Trial judge botched the ‘intermediate scrutiny’ standard, mandated discrimination
The Trump administration is going to bat – again – on behalf of female student athletes whose sporting competitions are being colonized by biological males, this time in a federal appeals court.
This spring the Department of Justice filed a statement of interest in a lawsuit against Connecticut’s transgender participation policy, and threatened to yank federal funding from Connecticut school districts for depriving “benefits and opportunities” from female student athletes.
The feds then filed a statement of interest in the ACLU’s lawsuit against Idaho’s law limiting girls’ sports to girls as defined by sex, claiming the ACLU wants “special treatment” of biological males.
The court halted enforcement of the Fairness in Women’s Sports Act, and now the matter is under review at the 9th U.S. Circuit Court of Appeals, where DOJ filed a friend-of-the-court brief Thursday urging reversal of the court ruling.
The ACLU and its transgender clients “do not and cannot dispute that schools may create separate sports teams for males and females,” it says, quoting 24-year-old Supreme Court precedent: “Some sex-based distinctions comply with the Equal Protection Clause because certain ‘differences between men and women’ are ‘enduring.'”

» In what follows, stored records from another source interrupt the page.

PR #605, opened 2023-03-15
[FIX] Avoid blocking call by TMailLocalDelivery on Cassandra event loop thread

quantranhong1999:
- Cassandra's event loop was blocked 
```json
{"timestamp":"2023-03-14T08:18:02.828Z","level":"ERROR","thread":"s1-io-4","logger":"org.apache.james.transport.mailets.delivery.MailDispatcher","message":"Error while storing mail. This is a final exception.","context":"default","exception":"com.datastax.oss.driver.api.core.DriverTimeoutException: Query timed out after PT5S..."}
```
- Furthermore, MailDispatcher retries (if needed) delivering mail on Parallel scheduler, which would throw right away .block in the pipeline.

### DIFF
--- a/tmail-backend/mailets/src/main/scala/com/linagora/tmail/mailets/TMailMailboxAppender.scala
+++ b/tmail-backend/mailets/src/main/scala/com/linagora/tmail/mailets/TMailMailboxAppender.scala
@@ -1,15 +1,13 @@
 package com.linagora.tmail.mailets
 
 import com.linagora.tmail.team.{TeamMailbox, TeamMailboxRepository}
+import javax.mail.internet.MimeMessage
 import org.apache.james.core.Username
+import org.apache.james.mailbox.MailboxManager
 import org.apache.james.mailbox.MessageManager.AppendResult
 import org.apache.james.mailbox.model.ComposedMessageId
-import org.apache.james.mailbox.MailboxManager
 import org.apache.james.transport.mailets.delivery.MailboxAppenderImpl
 import reactor.core.publisher.Mono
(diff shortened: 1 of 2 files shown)


quantranhong1999:
TODO: run a performance test round to make sure `com.datastax.oss.driver.api.core.DriverTimeoutException` related to `MailDispatcher` is not existed.

chibenwa (approved):

chibenwa:
```
[ERROR] Errors: 
[ERROR]   TMailMailboxAppenderTest.appendShouldAddMessageToDesiredTeamMailbox:75 » Messaging
```

.block is likely the guilty one, yes. Please fix the unit test...

Arsnael (approved):

Arsnael:
Could that explain as well the degradation of perf we noticed on imap, as we switched to TMailLocalDelivery on preprod?

quantranhong1999:
> Could that explain as well the degradation of perf we noticed on imap, as we switched to TMailLocalDelivery on preprod?

I think no. We don't really use the mailet pipeline while doing IMAP perf test, right?

Arsnael:
Hmmm yes but still we send emails that coming back in the mailet pipeline and is maybe blocking cassandra which makes other operations towards Cassandra then longer? I don't know honestly

vttranlina (approved):
good job

chibenwa (approved):

quantranhong1999:
> TODO: run a performance test round to make sure com.datastax.oss.driver.api.core.DriverTimeoutException related to MailDispatcher is not existed.

good to me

The 9th Circuit itself has repeatedly affirmed the government’s position, according to the brief, which cites four rulings from the San Francisco-based appeals court. The two most pertinent are known as the Clark cases, which DOJ also explained in its trial-court statement in the ACLU lawsuit:
Thus, this Court has recognized that, due to biological differences between biological males and biological females, an athletics policy that “preclude[s] boys from playing on girls’ teams” does not run afoul of the Equal Protection Clause, and that this is so “even [when] girls are permitted to participate on boys’ athletic teams.” …
Idaho’s Fairness Act is materially indistinguishable from the athletics policies this Court upheld in Clark I and Clark II. Although the district court concluded that this case was different on the theory that the Fairness Act discriminates on the basis of transgender status, the Act does not even mention transgender status, much less classify or distinguish any individual on that basis.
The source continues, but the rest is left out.